# 5hp Briggs & Stratt no Idle...



## black_sport (Jul 11, 2008)

Hey everyone! So I got this go-cart that had been sitting over the winter and wouldn't start. So I cleaned the carb. No I can't get the darn thing to idle at a low rpm.

Model 136212
Type 0126

I have looked at the diagrams and everything I just can't figure out what to turn and how to start. 

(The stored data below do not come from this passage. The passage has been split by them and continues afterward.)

PR #15397, opened 2020-11-26
Initial changes to make the Today Home Widget customizable.

diegoreymendez:
First attempt at making our Today Home Widget customizable.

In this PR you can:

- Customize the widget to select which site to show the stats for.
- See the site stats in the widget.

This PR also adds a new target (the Intents Extension) together with provisioning profiles and App ID.

## About the number of lines changed:

The PR is quite large, with around 2000 lines added.  Most of these, though, are changes to add the new intents target and the certificates.  The code changes aren't that many.

## Known limitations:

- This PR doesn't change the stats refresh logic so the info may not be up to date at all times.
- Remote icons for sites aren't loading yet: Apple's default mechanism for downloading remote images in the intents extension is not working at all, and I'm a bit stuck trying to figure out the best solution.
- It seems we're showing hidden sites too.  We should probably filter the list of sites shown to visible ones.

## To test:

1. Long tap on the widget.
2. Tap "Edit Widget"
3. Tap "Choose" in the "Site" row.
4. Select a site from your list.

Make sure the site you selected is properly loaded in the widget.

## PR submission checklist:


WordPress/Info.plist
```diff
@@ -8,96 +8,85 @@
 	<string>${PRODUCT_NAME}</string>
 	<key>CFBundleExecutable</key>
 	<string>${EXECUTABLE_NAME}</string>
-	<key>CFBundleIcons~ipad</key>
+	<key>CFBundleIcons</key>
```
frosty: I _think_ it's just moving items in the plist around automatically, but I'm not sure these icon changes really belong in here?

WordPress/WordPress.xcodeproj/xcshareddata/xcschemes/WordPressNotificationServiceExtension.xcscheme
```diff
@@ -0,0 +1,96 @@
+<?xml version="1.0" encoding="UTF-8"?>
```
frosty: Any idea why these schemes for other targets were added?

diegoreymendez:
Update: I've pushed more changes into this PR so that the site you select is shown in the widget.

WordPress/Info.plist
```diff
@@ -253,10 +253,22 @@
...
 	<string>Enable microphone access to record sound in your videos.</string>
-	<key>NSPhotoLibraryUsageDescription</key>
-	<string>To add photos or videos to your posts.</string>
 	<key>NSPhotoLibraryAddUsageDescription</key>
 	<string>To add photos or videos to your posts.</string>
+	<key>NSPhotoLibraryUsageDescription</key>
+	<string>To add photos or videos to your posts.</string>
+	<key>NSUserActivityTypes</key>
+	<array>
+		<string>SelectSiteIntent</string>
```
frosty: Should this be reverse-dns style like the others?

WordPress/WordPressHomeWidgetToday/WordPressHomeWidgetToday.swift
```diff
@@ -67,12 +68,102 @@ private extension Provider {
...
+    private var defaultSiteID: Int? {
+        // TODO - TODAYWIDGET: taking the default site id from user defaults for now.
+        // This would change if the old widget gets reconfigured to a different site than the default.
+        // This will be updated with the configuration intent.
+        UserDefaults(suiteName: WPAppGroupName)?.object(forKey: WPStatsTodayWidgetUserDefaultsSiteIdKey) as? Int
+    }
+
+    private func widgetData(for siteID: String) -> HomeWidgetTodayData? {
+        // TODO - TODAYWIDGET: we might change this, but for now an ID equal to zero should not return any valid data
+        //HomeWidgetTodayData.read()?[siteID ?? 0]
```
frosty: Can we remove this line?

WordPress/WordPressHomeWidgetToday/WordPressHomeWidgetToday.swift
```diff
@@ -67,12 +68,102 @@ private extension Provider {
...
+
+    func getSnapshot(for configuration: SelectSiteIntent, in context: Context, completion: @escaping (HomeWidgetTodayData) -> Void) {
+
+        /// - TODO: review this guard... it's crazy we'd have to ever show static content.  Maybe we need to show an error message?
+        ///
+        guard let site = configuration.site,
+              let siteIdentifier = site.identifier,
+              let widgetData = widgetData(for: siteIdentifier) else {
+
+            completion(Self.staticContent)
```
frosty, line 53: Yes, presumably this should show 0 values and some kind of error if there's no site / data? (this can be for a future PR!)

WordPress/WordPressIntents/IntentHandler.swift
```diff
@@ -0,0 +1,73 @@
...
+        return self
+    }
+
+    // MARK: - SelectSiteIntentHandling
+
+    func defaultSite(for intent: SelectSiteIntent) -> Site? {
+        return sitesDataProvider.defaultSite
+    }
+
+    func resolveSite(for intent: SelectSiteIntent, with completion: @escaping (SiteResolutionResult) -> Void) {
```
frosty, line 19: I think this is primarily intended when using intents with SiriKit. For example, if a user spoke the name of a site to use, you would have to try and match it to one of their sites in the app – you could then pass back either a successful match or a failure. See https://developer.apple.com/documentation/sirikit/resolving_and_handling_intents/resolving_the_parameters_of_an_intent

frosty (commented):
Functionally, this is working as expected – I was able to see my sites in the list and select one, and that selection was saved. I've left some code level comments, and I have a few other things:

- I'm not sure we need the site icon on the configuration view – particularly if a site has a longer title, we might not have space anyway 🤔
image

- The sites on the list don't appear to be in any specific order, and it seems to be randomized each time
- In the main app, we show the site's domain as a subtitle on the cell – is that possible here?
- Do we need the IntentsUI target for this? I was under the impression that was only for use with Siri or Maps, but I may not understand it correctly.

diegoreymendez:
I'm temporarily converting this back to a draft and removing the reviewers, as I fix the merge issues.  Please hold any reviews.

diegoreymendez:
The merge conflicts are resolved, but I'll keep this as draft while I address @frosty 's feedback and also check why it is that site icons are NOT loading in the site selection screen for the widget.

diegoreymendez:
Gio - this is ready for review.  I'll be addressing @frosty 's feedback in the meanwhile.

WordPress/Info.plist
diegoreymendez: I've rolled back all changes to this Info.plist since none of these changes done manually.  I believe the one to trigger all the changes was the `NSUserActivityTypes` one.

I've re-tested my PR without that change and it seems to work just fine.  Can I ask you to double check this @frosty ?

WordPress/Info.plist
diegoreymendez: Changes reverted... read my comment above.

WordPress/WordPressHomeWidgetToday/WordPressHomeWidgetToday.swift
diegoreymendez: I'll leave this for future evaluation, since I'm not sure it's safe NOT to call the completion closure.

Personally I'd expect the `completion` closure to always be called, one ways or another, since it doesn't specifically signal a "success" situation, but the end of an operation.

WordPress/WordPressHomeWidgetToday/WordPressHomeWidgetToday.swift
diegoreymendez: Done.

WordPress/WordPressIntents/IntentHandler.swift
diegoreymendez: Updates this comment to reflect I probably will need to implement that method (in a future PR).

WordPress/WordPress.xcodeproj/xcshareddata/xcschemes/WordPressNotificationServiceExtension.xcscheme
diegoreymendez: I re-ordered the schemes a bit, and I'm not sure why but that seems to have shared the schemes as well.  I un-shared the schemes and the files are now gone.

WordPress/WordPress.xcodeproj/xcshareddata/xcschemes/WordPressIntents.xcscheme
```diff
@@ -0,0 +1,96 @@
+<?xml version="1.0" encoding="UTF-8"?>
```
diegoreymendez, line 1: Folks, I'm not sure if this scheme should be shared or not.  IMHO there's no reason why schemes shouldn't be shared but if either of you knows better, can you let me know?

PS: Regardless of my doubt, I still haven't shared the others on purpose.  Not sure what happened there!

diegoreymendez:
Just for context, the rendering issue in the main Widget customization screen seems to be [a bug](https://twitter.com/simonbs/status/1309235571093536770?s=20).

~I'll try to work around it.~  That just didn't work.  I'm turning off site icons for now.

WordPress/WordPress.xcodeproj/xcshareddata/xcschemes/WordPressIntents.xcscheme
frosty: I'm not sure either, although it appears we don't currently share any schemes (although it's also not in our gitignore)... @jkmassel any ideas?

diegoreymendez:
This is ready for a full review.  Please make sure to test the Widget is updating properly, following [the steps described here](https://github.com/wordpress-mobile/WordPress-iOS/pull/15391).

diegoreymendez:
Replying to @frosty :

> I'm not sure we need the site icon on the configuration view – particularly if a site has a longer title, we might not have space anyway 🤔

I just removed the images for now since I couldn't fix the bug you reported.  It seems to be an SDK bug.

> The sites on the list don't appear to be in any specific order, and it seems to be randomized each time

Will work on this in another PR.  We also have to remove the hidden sites.

> In the main app, we show the site's domain as a subtitle on the cell – is that possible here?

Done.

> Do we need the IntentsUI target for this? I was under the impression that was only for use with Siri or Maps, but I may not understand it correctly.

Removed.

WordPress/Classes/Stores/StatsInsightsStore.swift
```diff
@@ -1014,6 +1014,7 @@ private extension InsightStoreState {
         // refresh stats and update any blog info, if they had changed
         homeWidgetTodayCache[siteID.intValue] = HomeWidgetTodayData(siteID: siteID.intValue,
                                                            siteName: blog.title ?? oldData.siteName,
+                                                           iconURL: blog.icon ?? oldData.iconURL,
                                                            url: blog.url ?? oldData.url,
                                                            timeZone: blogService.timeZone(for: blog),
                                                            date: Date(),
```
Gio2018: nit: the indentation here needs fixing, but I think that comes from the code I merged in earlier 😀

WordPress/WordPressHomeWidgetToday/WordPressHomeWidgetToday.swift
```diff
@@ -1,106 +1,129 @@
...
+            provider: SiteListProvider()
+        ) { entry in
+            TodayWidgetView(content: entry)
+        }
+        .configurationDisplayName("Today")
+        .description("Stay up to date with today's activity on your WordPress site.")
+        .supportedFamilies([.systemSmall, .systemMedium])
+    }
+
+    /*
```
Gio2018: can we remove the commented out code? Seems that we won't need it anyway

WordPress/WordPressHomeWidgetToday/WordPressHomeWidgetToday.swift
Gio2018: as far as I understood, `getSnapshot` is used in transient situations, like when the user is installing the widget (so it's sort of a preview): in this case I think it's good to show some local data if we have them already. If we don't, we should probably try to understand what kind of information we want to show in that place (the current `staticContent` needs to be changed anyway, or we should use a different view entirely)

Gio2018 (approved):
Looks good to me! I installed the widget, chose different sites and observed stats updating for that site either when the app received new stats or when the widget refreshed the timeline (had to tweak the refresh interval for that).

just left a few minor comments in the code, otherwise :shipit:!

WordPress/WordPressHomeWidgetToday/WordPressHomeWidgetToday.swift
diegoreymendez: Marking this as resolved for now as there's no further action required.

WordPress/Classes/Stores/StatsInsightsStore.swift
diegoreymendez: Fixed.

WordPress/WordPressHomeWidgetToday/WordPressHomeWidgetToday.swift
diegoreymendez: Definitely.  I didn't notice this was still there.

diegoreymendez:
Hey @frosty , @Gio2018 - Since this is targetting a feature branch and Giorgio already approved, I'm moving ahead to merge.

Please feel free to add comments on this PR and I'll address them in a separate PR.

@jkmassel - Please let me know what you think about this: https://github.com/wordpress-mobile/WordPress-iOS/pull/15397#discussion_r532963217

PR #15398, opened 2020-11-26
Fix Jetpack header and add Whitelisted IPs tracking

### LINKED ISSUE #15396: Position of the menu for a Jetpack site is lower than expected
### Expected behavior
Menu should be in the same location

### Actual behavior
image

It appears (B header height in pink) that the space is the same for the section headers. So maybe these headers come with built in top padding? If so, for Jetpack sites we could remove the 32px custom padding that we have (‘A Padding’ in green)

image

Login with a Jetpack site and notice the position of the menu

leandroalonso:
Fixes #15396

#### Jetpack header

1. Open a Jetpack site
2. Check that the Jetpack header doesn't have an additional top padding

#### Whitelisted IPs events

1. Open Jetpack Settings
2. Tap "Whitelisted IP addresses" and make sure `jetpack_whitelisted_ips_viewed` is fired
3. Add a new IP (or remove) and make sure `jetpack_whitelisted_ips_changed` is fired

PR submission checklist:

### DIFF
--- a/WordPress/Classes/Utility/Analytics/WPAnalyticsEvent.swift
+++ b/WordPress/Classes/Utility/Analytics/WPAnalyticsEvent.swift
@@ -89,6 +89,8 @@ import Foundation
     case jetpackManageConnectionViewed
     case jetpackDisconnectTapped
     case jetpackDisconnectRequested
+    case jetpackWhitelistedIpsViewed
+    case jetpackWhitelistedIpsChanged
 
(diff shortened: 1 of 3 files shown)


osullivanchris (approved):
Approving based on screenshots but will also check build later today.

osullivanchris:
Tested the build on both iPhone and iPad on simulator and all looks as expected 👍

The mixture screw I found you need to start it at 1.5 turns out from tight. Then adjust accordingly. Also the screw uptop on the butterfly I tightened it all the way down and backed off 1.5 turns. The only thing I lack (i think) is the nut on the screw that goes back to the gas pedal. I can start the engine and it will "idle" if you push the gas to the floor. 

Any ideas?


----------



## phillipmc (Jan 27, 2008)

Did you just clean the carb and use the old parts to put it back together ? How did you clean it, Spraying it with carb spray from a can or did you soak it in carb cleaner for a few hours ? Try soaking it in carb cleaner for a few hours, Get a carb kit and replace the adjustment screew and all the parts you can. Make sure you use new gaskets between the carb and engine and the carb and tank ( do NOT overtighten the screews holding the carb to the tank it could warp the tank and cause problems.) Also make sure the screen going into the tank isn't clogged.


----------



## black_sport (Jul 11, 2008)

K Once i do all of that how do I tune the carb just right? The only thing I hae found is the turning of the adjustment screw 1.5 turns out.


----------



## phillipmc (Jan 27, 2008)

Yes turn the adjustment screew near the tank on the flywheel side of the engine all the way in till it seats ( not hard ) then 1.5 turns out crank the engine and put it to wide open throttle via the govenor ( useing the gas peddal ) and adjust it till it runs the best and idles the best with best throttle response. Usually with 1.5 turns out you are very close and shouldn't take much fine tuning


----------



## black_sport (Jul 11, 2008)

Ok I have done all the above and now when I just crank it the engine runs wide open for about 2 seconds and the governor kicks on and chokes the engine.


----------



## phillipmc (Jan 27, 2008)

The govenor shouldn't choke the engine. It only controls the butterfly on the carb for engine speed. Have you Taken apart the carb and soaked it in carb cleaner for a few hours and checked the pickup tubes on the carb that goes into the fuel tank ?


----------



## black_sport (Jul 11, 2008)

I just took it apart (second time) there is gunk on the screen. How do I go about cleaning the gas tank?


----------



## black_sport (Jul 11, 2008)

Im soaking the carb as we speak in carb cleaner. Before I put it back on i'm going to clean the tank.


----------



## phillipmc (Jan 27, 2008)

If the tank will fit in the dunk tank then soak it aswell. This will remove the paint from the outside of the tank though. You could also try pooring a little of the carb cleaner into the tank and letting it sit.


----------



## black_sport (Jul 11, 2008)

K I have done all that and now how do I adjust the idle to get it just right? It runs right now a little iffy with the throttle screw out 1.5 turns (butterfly on top) and the mixture screw 1.5 turns out (on side below choke lever)


----------



## black_sport (Jul 11, 2008)

Also if you type "Briggs & Stratton Go-Cart 5hp Rough Idle" and look for the user mattloflin on youtube thats me with the go-cart i'm upto part 3.


----------